The office was quiet, manned by a junior deputy and a clerk who traded gossip by the coffee pot. Except for his brother, who looked ready to scale the walls, the atmosphere was low-key. At twenty-eight, five years younger than Caden, Ryan still carried a reckless edge. That rashness often bristled through in his work, exposing itself as impatience or agitation. Whatever currently troubled him had obviously gotten under his skin. Either that or he was operating on a caffeine-sugar high from too much coffee and the bite-size Snickers bars he stashed in his desk.
“Weird how?” Caden dropped into his chair.

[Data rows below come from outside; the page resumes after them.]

PR #4694, opened 2021-03-20
Add "project" to pm:list

greg-1-anderson:
We have a need to get information about modules in a Drupal site. We're using a remote call, and the target might be running various versions of Drupal + Drush. We'd like to know which project a module is associated with, and since pm:info no longer exists in current versions of Drush, and whereas the project information is readily available in the extension information, this seemed like a low-impact solution that is generally useful.

Note that the default fields do not change in this PR, so the default output does not change either (you only get `project` if you request it via `--fields`).

### DIFF
--- a/src/Drupal/Commands/pm/PmCommands.php
+++ b/src/Drupal/Commands/pm/PmCommands.php
@@ -148,6 +148,7 @@ class PmCommands extends DrushCommands
      * @option package Only show extensions having a given project packages (e.g. Development).
      * @field-labels
      *   package: Package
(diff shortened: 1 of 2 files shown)


andypost:
Will it affect existing list? Scripts could use to parse output

weitzman:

His brother frowned. “Uh, let’s see…cow mutilation, phantom deputy, missing resident. Does that fit the bill?”
Okay, so Ryan was in a flippant mood. Caden retrieved a few letters the clerk had left. “You’re going to have to explain that.”
“Chester Wilson had a Holstein turn up dead in one of his fields.”
Livestock died sometimes. Disease, even age, but his brother wasn’t headed there. “You said mutilation.”
Ryan nodded. “Lots of blood from the ears, nose, and mouth. No visible sign of trauma.”
That didn’t fit disfigurement or butchering. “Could be illness.”
“I called the county vet.” Ryan sat forward in his chair, leaning on his desk. “He’s got to do a more thorough examination, but based on initial findings, he believes the cow had a ‘concussive reaction’ created by an outside source.”
Caden sorted through the mail. Two notices from the courthouse—probably filing updates—and a plain envelope addressed to Sgt. Caden Flynn c/o Mason County Sheriff’s Department. “What does that mean?”
“That something delivered enough pressure to make her brain explode.”
“Huh.”
It wasn’t the first time there had been animal deaths in Point Pleasant, but one dead cow—no matter how freaky her passing—didn’t mean a similarity. Over a decade ago, a number of farm animals had been found butchered, likely the poor dumb victims of a satanic cult. Caden had been in high school at the time and remembered it well. In 1966, Point Pleasant had erupted with everything from Mothman sightings to nightly reports of UFOs. Animal mutilations were just one more oddity thrown into the mix. The authorities had never caught whoever committed the grisly deeds. Most believed the culprits had moved on to new hunting grounds.
“Huh?” Ryan looked rattled, ready to sprout horns. “Is that all you’re going to say?”
Caden sighed. “No. I was just thinking… Chester lives near the airport. It could have something to do with low altitude flight traffic.”
“I’ll give you that. I thought the same thing until Doc Holden set me straight. He said the decibel level had to be extreme. We’re talking supersonic military shit.”
“Everyone in town would have heard the fallout from something like that.” Caden’s gaze dropped to the letters in his hand. When not reined in, Ryan could pick at something relentlessly. “What about the ‘phantom’ deputy?”